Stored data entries
┌──
Issue #722, opened 2026-07-06
Support for the surface=laterite tag


ftrebien:
[surface=laterite](https://wiki.openstreetmap.org/wiki/Tag:surface=laterite) is now an approved OSM surface tag. It describes unpaved roads surfaced with lateritic soil that lose traction in wet conditions. Would you be willing to add support for it? It seems like it fits alongside the unpaved surfaces already classified as `surface_type=mtb` in `views.sql`.

Phyks:
Hey! Sure, happy to take a PR for this. :)

PR #723, opened 2026-07-18
Render surface=laterite as unpaved

ftrebien:
Addresses #722: classifies `surface=laterite` as existing unpaved surfaces (`surface_type=mtb`) in `views.sql`.


Phyks:
Thanks!

PR #1073, opened 2022-03-04
Add openshift-sre-token-scraper to fedramp hives

mjlshen:
Adds openshift-sre-token-scraper to fedramp hives
https://issues.redhat.com/browse/OSD-10149


dustman9000:
Nice! I've verified the hive label (ext-managed.openshift.io/hive-shard) exists for the managed hives in FR.
/lgtm

PR #1075, opened 2022-03-08
[OSD-9948] push oauth server sli to observatorium-mst

mrWinston:
This PR implements part of [OSD-9948](https://issues.redhat.com/browse/OSD-9948).

It makes sure, that oauth-server's availability is pushed to observatorium for validating our SLOs. A new recording rule was created to create a simpler alias for pushing only the desired metrics to observatorium.

If that is not desired, it's also possible to use a much more complicated relabel config to select only `apiserver_request_total{container="oauth-openshift"}` for pushing ( see linked ticket for more information ).

This PR must only be merged, after [gitlab/lifecycler#3](https://gitlab.cee.redhat.com/service/lifecycler/-/merge_requests/3) has also been merged.

@dofinn

### DIFF
--- a/deploy/sre-prometheus/100-oauth-server.PrometheusRule.yaml
+++ b/deploy/sre-prometheus/100-oauth-server.PrometheusRule.yaml
@@ -1,0 +1,15 @@
+apiVersion: monitoring.coreos.com/v1
+kind: PrometheusRule
+metadata:
+  labels:
+    prometheus: sre-oauth-server
+    role: recording-rules
+  name: sre-oauth-server
+  namespace: openshift-monitoring
+spec:
+  groups:
+  - name: sre-oauth-server
+    rules:
+      # aggregate the metrics under a new name to make sending these via remoteWrite easier
+    - record: oauth_server_health_checks
+      expr: apiserver_request_total{container="oauth-openshift"}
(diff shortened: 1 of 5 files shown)


deploy/sre-prometheus/100-oauth-server.PrometheusRule.yaml
```diff
@@ -0,0 +1,15 @@
...
+    role: recording-rules
+  name: sre-oauth-server
+  namespace: openshift-monitoring
+spec:
+  groups:
+  - name: sre-oauth-server
+    rules:
+      # aggregate the metrics under a new name to make sending these via remoteWrite easier
+    - record: oauth_server_health_checks
+      expr: apiserver_request_total{container="oauth-openshift"}
```
dofinn, line 15: We should consider dropping the pods,instance labels here rather in observatorium

```
sum without (pod, instance) (apiserver_request_total{container="oauth-openshift"})
```

We need to standardize this approach and review all metrics we are currently sending

mrWinston: Just summing them and dropping the pod and instance label will cause issues with continuity further down the line. If you take the `rate` of this sum, it will have weird jumps in it when pods are restarting: https://prometheus.io/docs/prometheus/latest/querying/functions/#rate
> Note that when combining rate() with an aggregation operator (e.g. sum()) or a function aggregating over time (any function ending in _over_time), always take a rate() first, then aggregate. Otherwise rate() cannot detect counter resets when your target restarts.


The only thing we could be doing, is sending the sum of the rate over to observatorium, but i'm unsure right now if that is sufficient for our use case

dofinn: good catch !

PR #1080, opened 2022-03-09
OSD-10249 allow token-refresher to use additional CA bundle

mrbarge:
It was identified during testing of SDE-1471 that the `token-refresher` will need to trust the cluster owner's additional CA if they are deploying the cluster with a cluster-wide proxy.

This PR updates the deployment of the `token-refresher` to include a ConfigMap that will have the system+user CA bundles injected into it and subsequently mounted into the host.

As the `token-refresher` image is alpine based, the usual approach of deploying it to `/etc/pki/ca-trust/extracted/pem` does not work. Instead I've opted to overwrite the image's existing `/etc/ssl/certs/ca-certificate.crt` with the contents of the system+user CA bundle.

This has been tested on both a cluster with no proxy or custom CA configured, as well as on a cluster with a proxy configured. When a cluster does not have a proxy or custom CA configured, the system CA trust store is mounted through.

### DIFF
--- a/deploy/osd-token-refresher/01-token-refresher.Deployment.yaml
+++ b/deploy/osd-token-refresher/01-token-refresher.Deployment.yaml
@@ -32,6 +32,14 @@ spec:
         - effect: NoSchedule
           key: node-role.kubernetes.io/infra
           operator: Exists
+      volumes:
+      - configMap:
+          defaultMode: 420
+          items:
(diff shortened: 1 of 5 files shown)


mrbarge:
/hold
whilst it gets eyes.

jharrington22 (approved):
/lgtm

PR #1084, opened 2022-03-14
MTSRE-467 | provide MTSRE the backplane access to credentialsrequests CR

yashvardhan-kukreja:
Signed-off-by: Yashvardhan Kukreja <ykukreja@redhat.com>

For the addons relying on CRO, we (MTSRE) would require access to reading the `CredentialsRequest` CR to debug problems in case of incidents associated with CRO's failures with provisioning RDS instances.

### DIFF
--- a/deploy/backplane/mtsre/managed-odh/10-mtsre-odh-admins.SubjectPermission.yml
+++ b/deploy/backplane/mtsre/managed-odh/10-mtsre-odh-admins.SubjectPermission.yml
@@ -8,5 +8,8 @@ spec:
   - allowFirst: true
     clusterRoleName: admin
     namespacesAllowedRegex: (^rhods-notebooks$|^redhat-ods-applications$|^redhat-ods-monitoring$|^redhat-ods-operator$)
+  - allowFirst: true
+    clusterRoleName: system:openshift:cloud-credential-operator:cluster-reader
+    namespacesAllowedRegex: (^rhods-notebooks$|^redhat-ods-applications$|^redhat-ods-monitoring$|^redhat-ods-operator$)
   subjectKind: Group
   subjectName: system:serviceaccounts:openshift-backplane-mtsre
--- a/hack/00-osd-managed-cluster-config-integration.yaml.tmpl
+++ b/hack/00-osd-managed-cluster-config-integration.yaml.tmpl
@@ -3042,6 +3042,9 @@ objects:
         - allowFirst: true
           clusterRoleName: admin
           namespacesAllowedRegex: (^rhods-notebooks$|^redhat-ods-applications$|^redhat-ods-monitoring$|^redhat-ods-operator$)
+        - allowFirst: true
+          clusterRoleName: system:openshift:cloud-credential-operator:cluster-reader
+          namespacesAllowedRegex: (^rhods-notebooks$|^redhat-ods-applications$|^redhat-ods-monitoring$|^redhat-ods-operator$)
         subjectKind: Group
         subjectName: system:serviceaccounts:openshift-backplane-mtsre
 - apiVersion: hive.openshift.io/v1
--- a/hack/00-osd-managed-cluster-config-production.yaml.tmpl
+++ b/hack/00-osd-managed-cluster-config-production.yaml.tmpl
@@ -3042,6 +3042,9 @@ objects:
         - allowFirst: true
           clusterRoleName: admin
           namespacesAllowedRegex: (^rhods-notebooks$|^redhat-ods-applications$|^redhat-ods-monitoring$|^redhat-ods-operator$)
+        - allowFirst: true
+          clusterRoleName: system:openshift:cloud-credential-operator:cluster-reader
+          namespacesAllowedRegex: (^rhods-notebooks$|^redhat-ods-applications$|^redhat-ods-monitoring$|^redhat-ods-operator$)
         subjectKind: Group
         subjectName: system:serviceaccounts:openshift-backplane-mtsre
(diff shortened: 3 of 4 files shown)


deploy/backplane/mtsre/10-mtsre-credentials-request-apis.ClusterRole.yml
```diff
@@ -0,0 +1,13 @@
+apiVersion: rbac.authorization.k8s.io/v1
+kind: ClusterRole
+metadata:
+  name: backplane-mtsre-credentials-request-apis-reader
+rules:
+  - apiGroups:
+    - "cloudcredential.openshift.io"
+    resources:
+      - "credentialsrequests"
```
fahlmant, line 9: Is there a specific `credentialsrequest` MTSRE needs access to?

yashvardhan-kukreja: Nope, there's no dedicated `credentialsrequest` resource we'd need access. We need to all-in-all access to any `credentialsrequest` resource which CRO might be reconciling depending on the addon in the situation. Though we just require read-level access as we only need visibility to `credentialsrequest` CR for debugging purposes, therefore, there's no reason to have any write-level access.

cblecker (changes requested):
A new ClusterRole isn't needed as one already exists: `system:openshift:cloud-credential-operator:cluster-reader`

What you need to do is create a per-namespace binding to that (the current PR is cluster-wide, which is too permissive).

For example, if you were adding this for ODH, you would do something like in [this](https://github.com/openshift/managed-cluster-config/blob/94fdb2351183880b43db26bd100c8b3797a3da08/deploy/backplane/mtsre/managed-odh/10-mtsre-odh-admins.SubjectPermission.yml#L7-L10) section:
```yaml
  - allowFirst: true
    clusterRoleName: "system:openshift:cloud-credential-operator:cluster-reader"
    namespacesAllowedRegex: (^rhods-notebooks$|^redhat-ods-applications$|^redhat-ods-monitoring$|^redhat-ods-operator$)
```

And then the rbac-permissions-operator would add a rolebinding for that clusterrole to each of the namespaces in the list

yashvardhan-kukreja:
> A new ClusterRole isn't needed as one already exists: system:openshift:cloud-credential-operator:cluster-reader

Fantastic, just checked this out. Let me get rid of the clusterrole and clusterrolebinding, and instead create the `SubjectPermission` CR. Thanks!

> the current PR is cluster-wide, which is too permissive

I get this point but I made the privileges to be cluster-wide-read so as to help with potentially other addons in the future depending upon CRO.

I suppose a fairly restrictive namespace bound would be `redhat-*`, what do you think? :)

deploy/backplane/mtsre/30-mtsre-credentials-request-readers.SubjectPermission.yml
```diff
@@ -0,0 +1,12 @@
+apiVersion: managed.openshift.io/v1alpha1
+kind: SubjectPermission
+metadata:
+  name: backplane-mtsre-credentials-request-readers
+  namespace: openshift-rbac-permissions
+spec:
+  permissions:
+  - allowFirst: true
+    clusterRoleName: system:openshift:cloud-credential-operator:cluster-reader
+    namespacesAllowedRegex: (^redhat-.*)
```
wanghaoran1988, line 10: We'd better list out the namespaces here and update it when needed.

yashvardhan-kukreja: As mentioned [here](https://github.com/openshift/managed-cluster-config/pull/1084#issuecomment-1067731927), I'd suggest to keep it `redhat-.*` only because access to the `CredentialsRequest` CR (at least read-only access) would be potentially required in other namespaces as well, considering that any other addon could depend on CRO in a different namespace.

wdyt :)

wanghaoran1988: There are some addons that maintained by other teams and namespaces prefixed with redhat-* as well, so we'd better list what NS that your team is managing.

yashvardhan-kukreja: Being the MT-SRE team, we're supposed to manage/SRE for all the addons out there.

So, any namespace where any addon could be installed i.e. `redhat-.*` comes under what we are supposed to deal with :)

yashvardhan-kukreja: Alright then, let me migrate this `SubjectPermission` under `mtsre/managed-odh` with namespaces as (^redhat-ods-applications$)

yashvardhan-kukreja: Hi @cblecker, do you mind checking the above comment out in case you missed it :)
Thanks!

cblecker: @yashvardhan-kukreja Adding specific permissions for new addons is already required, as outlined in the subdirectories of https://github.com/openshift/managed-cluster-config/tree/master/deploy/backplane/mtsre

On further thought, this likely should just get added to the specific subject permissions file for that addon.

yashvardhan-kukreja: Alright, @cblecker . Updated the PR with that :)

PR #1086, opened 2022-03-15
Add updated pid limit to fleet

cblecker:
fixes [OSD-10564](https://issues.redhat.com/browse/OSD-10564)


jewzaam:
Discussed with @cblecker.  Generally OK with this with 2 changes:  expand all the 4.8 versions (so 4.8 upgrades get this) and use Upsert apply mode (so it cannot be removed).  For any cluster that requires this without an upgrade SRE can apply the ContainerRuntimeConfig directly.

jharrington22 (approved):

PR #1087, opened 2022-03-17
adding kube job metrics for OSD-9951

reetika-vyas:
This for OSD 9951, Adding metrics kube job -* to  observatorium


dofinn:
@reetika-vyas there should be labels on this metric to isolate only the build jobs?

reetika-vyas:
> @reetika-vyas there should be labels on this metric to isolate only the build jobs?

I have added the Prometheus rule and recorded it to two expr to calculate count/sum

dofinn:
/lgtm
/approve

happy dashboarding :)

PR #1091, opened 2022-03-21
[OSD-10448] updated api URL to use livez

dofinn:
As per https://kubernetes.io/docs/reference/using-api/health-checks/ the /healthz endpoint is being depreciated in favour of the more explicit /livez and /readyz. 

With the consideration of SLOs being generated by RMO and this endpoint, the /livez endpoint appears to be more applicable as its used to catch container failures and triggers container restarts as per https://kubernetes.io/docs/tasks/configure-pod-container/configure-liveness-readiness-startup-probes/


georgettica:
Should we also change our other operators to handle liveness/readiness with these urls?

PR #1092, opened 2022-03-21
ControlPlane Timeout Window upgrade from 120 to 130

MitaliBhalla:
The recent data from ccx shows that we are currently facing upgrade in the time bracket of 122 which fails our current window i.e 120 and triggers an alert to us. This PR is created to fulfill for the same.


bmeng:
@MitaliBhalla Could you provide from which data shows that the upgrade time of 122 minutes?

MitaliBhalla:
> @MitaliBhalla Could you provide from which data shows that the upgrade time of 122 minutes?

The data from ccx can be accessed via permissions granted. I had these permissions as I upgraded the window in past as well. I ll ping you with the data on slack privately since it is not considered good by ccx to make it public.

PR #1093, opened 2022-03-21
Add policies for 4.10

pvasant:
https://issues.redhat.com/browse/SDA-5683

We need to reconcile all the latest policy from ROSA cli to MCC repo so app-interface can read it from and feed to CS


pvasant:
@cblecker @jharrington22 @vkareh PTAL

fahlmant:
Please add a description

pvasant:
> Please add a description

Done. Can you please review

fahlmant (commented):
Looks good generally. Is there also a set for a PrivateLink installation? 
https://github.com/openshift/managed-cluster-config/tree/master/resources/privatelink

pvasant:
@fahlmant  yes i see we already have those permissions 

```
"ec2:DescribeVpcEndpointServiceConfigurations",
                "ec2:CreateVpcEndpointServiceConfiguration",
                "ec2:DeleteVpcEndpointServiceConfigurations",
                "ec2:ModifyVpcEndpointServicePermissions",
                "ec2:DescribeVpcEndpointServices"
```

fahlmant:
@pvasant We need a set of 4.10 permissions that are specific to PrivateLink.

pvasant:
> @pvasant We need a set of 4.10 permissions that are specific to PrivateLink.

What are those? I see only those six permissions in the link you shared. Can you please send me those extra permissions i can add it.

pvasant:
> @pvasant We need a set of 4.10 permissions that are specific to PrivateLink.

Ok i see what you are saying. Yeah but CS or ROSA or app-interface doesnt care about that folder. I can add this to the MR

fahlmant:
Because PrivateLink and Standard STS clusters require different permissions. For example, PrivateLink installs don't need permissions to create VPCs, Subnets, etc. The point of STS is least privilege, so anytime an STS cluster is installed via PrivateLink it should use those policies instead. The rosa cli should be using these for those cases

jharrington22 (approved):
/lgtm

PR #1095, opened 2022-03-22
[OSD-10326] Initial FedRAMP token vaulter configuration

mjlshen:
Stores the apiserver URL (ClusterRole to get/list ClusterDeployments) and token (Role to get/list secrets in the openshift-sre-token-scraper namespace) which will be needed when running `oc login`

I was able to use Pod dnsConfig/dnsPolicies to get DNS resolution to FR Vault

```yaml
dnsConfig:
   nameservers:
     - "10.125.32.103"
   searches:
     - "vault.fedramp.devshift.net"
dnsPolicy: None
```

Verified this works in integration hive and it's sharing the MCC "config.yaml" with the token scraper so it'll be targeted to run on all FR Hives

### DIFF
--- a/deploy/osd-fedramp-token-scraper/20-vaulter-cronjob.yaml
+++ b/deploy/osd-fedramp-token-scraper/20-vaulter-cronjob.yaml
@@ -1,0 +1,56 @@
+apiVersion: batch/v1
+kind: CronJob
+metadata:
+  name: openshift-sre-token-vaulter
+  namespace: openshift-sre-token-scraper
+spec:
+  schedule: "*/30 * * * *"
+  concurrencyPolicy: Replace
+  jobTemplate:
+    spec:
+      template:
+        spec:
+          automountServiceAccountToken: true
+          serviceAccountName: openshift-sre-token-vaulter
+          containers:
+            - name: vaulter
+              image: "quay.io/mshen/openshift-sre-token-vaulter@sha256:db7807beeb4ead02f7b1575899472efb5040d35c7c9f218b9b73948cda6134ec"
+              env:
+                - name: VAULT_APPROLE_ROLE_ID
+                  valueFrom:
+                    secretKeyRef:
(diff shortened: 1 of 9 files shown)


deploy/osd-fedramp-token-scraper/20-vaulter-cronjob.yaml
```diff
@@ -0,0 +1,55 @@
...
+                  readarray -t tokens < <(oc get secrets -n openshift-sre-token-scraper -l app=openshift-sre-token-scraper -o go-template='{{range .items}}{{.metadata.name}}{{"\n"}}{{end}}');
+                  for token in "${tokens[@]}"; do
+                    readarray -t components < <(echo "${token}" | sed 's/-sre-/\n/g');
+                    CLUSTER="${components[0]}";
+                    SRE="${components[1]}";
+                    API="$(oc get cd -n ${components[0]} -ojson | jq -r '.items[0].status.apiURL')";
+                    SECRET="$(oc get secret -n openshift-sre-token-scraper ${token} -ojson | jq -r '.data.token' | base64 -d)";
+                    vault kv put "osd-fedramp/srep-sa-tokens/${CLUSTER}/${SRE}" api="${API}" token="${SECRET}";
+                  done;
+                  sleep 3600;
```
dustman9000, line 48: Would it be better to put a smaller sleep in the for loop to throttle vault api calls?

dustman9000:
Looks good, nice work! Just had a minor question on the use of the sleep command. Feel free to cancel the hold.
/lgtm
/hold

deploy/osd-fedramp-token-scraper/20-vaulter-cronjob.yaml
mjlshen: Agreed! Removed this big sleep and added a 3 second sleep inside the for loop

mjlshen:
Closing due to proactively respecting OSD-9896

PR #1098, opened 2022-03-25
OHSS-11084 Fix clusters impacted by BZ2067978

mrbarge:
This adds a temporary job to identify clusters that have a `node-resolver` daemonset with missing `ownerReference` indicating that it can be a risk factor to encounter [BZ2067978](https://bugzilla.redhat.com/show_bug.cgi?id=2067978).

A workaround is to delete the daemonset and let it be recreated. Deleting the `dns-operator` forces the recreation.

### DIFF
--- a/deploy/bz2067978/01-osd-delete-noderesolver-daemonset.Role.yaml
+++ b/deploy/bz2067978/01-osd-delete-noderesolver-daemonset.Role.yaml
@@ -1,0 +1,15 @@
+---
+apiVersion: rbac.authorization.k8s.io/v1
+kind: Role
+metadata:
+  name: osd-delete-noderesolver-daemonset-bz2067978
+  namespace: openshift-dns
+rules:
+- apiGroups:
+  - apps
+  resources:
+  - daemonsets
+  verbs:
+  - get
+  - list
+  - delete
--- a/deploy/bz2067978/10-osd-delete-noderesolver-daemonsets.CronJob.yaml
+++ b/deploy/bz2067978/10-osd-delete-noderesolver-daemonsets.CronJob.yaml
@@ -1,0 +1,42 @@
+---
+apiVersion: batch/v1
+kind: CronJob
+metadata:
+  name: osd-delete-noderesolver-daemonset-bz2067978
+  namespace: openshift-dns
+spec:
+  failedJobsHistoryLimit: 3
+  successfulJobsHistoryLimit: 3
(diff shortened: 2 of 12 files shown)


deploy/bz2067978/01-osd-delete-noderesolver-daemonset.Role.yaml
```diff
@@ -0,0 +1,15 @@
+---
+apiVersion: rbac.authorization.k8s.io/v1
+kind: Role
+metadata:
+  name: osd-delete-noderesolver-daemonset-bz2067978
```
cblecker, line 5: This role is named the same as the the other one.. should this be combined?

mrbarge: The distinguishing factor is that one role sits in `openshift-dns` and the other in `openshift-dns-operator` (as it has to do things in both)

cblecker: Oh I missed that. Thanks!

deploy/bz2067978/10-osd-delete-noderesolver-daemonsets.CronJob.yaml
```diff
@@ -0,0 +1,41 @@
+---
+apiVersion: batch/v1beta1
+kind: CronJob
+metadata:
+  name: osd-delete-noderesolver-daemonset-bz2067978
+  namespace: openshift-dns
+spec:
+  failedJobsHistoryLimit: 3
```
wking, line 8: Can we add a [`ttlSecondsAfterFinished`][1] too?  So that if we fail a few rounds of this but then the next few rounds pass, the failed runs will eventually be automatically pruned?  Because it seems unlikely that we want folks digging in to investigate and clear out any hiccup failures manually.

[1]: https://kubernetes.io/docs/reference/generated/kubernetes-api/v1.23/#jobspec-v1-batch

cblecker: This would require moving to the batch/v1 version of the API. If we are targeting 4.8+ (k8s 1.21) then we can probably do that safely.

mrbarge: Fair point! Now integrated.

PR #1104, opened 2022-03-29
[WIP][OSD-10254] deploy the managedNofitication to osd-v4* clusters

bmeng:
Deploy the managedNofitication and paired prometheus rules to our owned production clusters before push to all the productions.

To make sure the ocm-agent and ocm-agent-operator work well there.


mrbarge:
As-is, this would result in the `ManagedNotification` no longer being distributed anywhere, as `config.yaml` clauses need to match. So it would be looking for staging/integration clusters with those names.

I'd recommend creating a subdirectory under this one, maybe just named OSD-10250, which has its own `config.yaml` and ManagedNotification CR, where the config.yaml would:
- Distribute to the 'production' `api.openshift.com/environment`
- Use `api.openshift.com/id` as the way to target a select group of clusters (`name` also works, but safer and more reliable to target the ID, as names are not unique)

bmeng:
Thanks! @mrbarge I was wondering how would the multiple items in the match will work together. I think make a new file makes sense.

mrbarge:
This all looks fine to me, thanks - just one minor ask, could you please change the directory name from `OSD-10250` to `osd-10254-ocm-agent-prod-verification` - just to fit with existing conventions.

Then I think this is good to put on hold until SDB-2683 is complete.

bmeng:
@fahlmant thanks! Description added.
└──
Your answer must be the lines above, unchanged, from the first one through the line that holds "This PR implements", inclusive, and no others.

## Result
Issue #722, opened 2026-07-06
Support for the surface=laterite tag


ftrebien:
[surface=laterite](https://wiki.openstreetmap.org/wiki/Tag:surface=laterite) is now an approved OSM surface tag. It describes unpaved roads surfaced with lateritic soil that lose traction in wet conditions. Would you be willing to add support for it? It seems like it fits alongside the unpaved surfaces already classified as `surface_type=mtb` in `views.sql`.

Phyks:
Hey! Sure, happy to take a PR for this. :)

PR #723, opened 2026-07-18
Render surface=laterite as unpaved

ftrebien:
Addresses #722: classifies `surface=laterite` as existing unpaved surfaces (`surface_type=mtb`) in `views.sql`.


Phyks:
Thanks!

PR #1073, opened 2022-03-04
Add openshift-sre-token-scraper to fedramp hives

mjlshen:
Adds openshift-sre-token-scraper to fedramp hives
https://issues.redhat.com/browse/OSD-10149


dustman9000:
Nice! I've verified the hive label (ext-managed.openshift.io/hive-shard) exists for the managed hives in FR.
/lgtm

PR #1075, opened 2022-03-08
[OSD-9948] push oauth server sli to observatorium-mst

mrWinston:
This PR implements part of [OSD-9948](https://issues.redhat.com/browse/OSD-9948).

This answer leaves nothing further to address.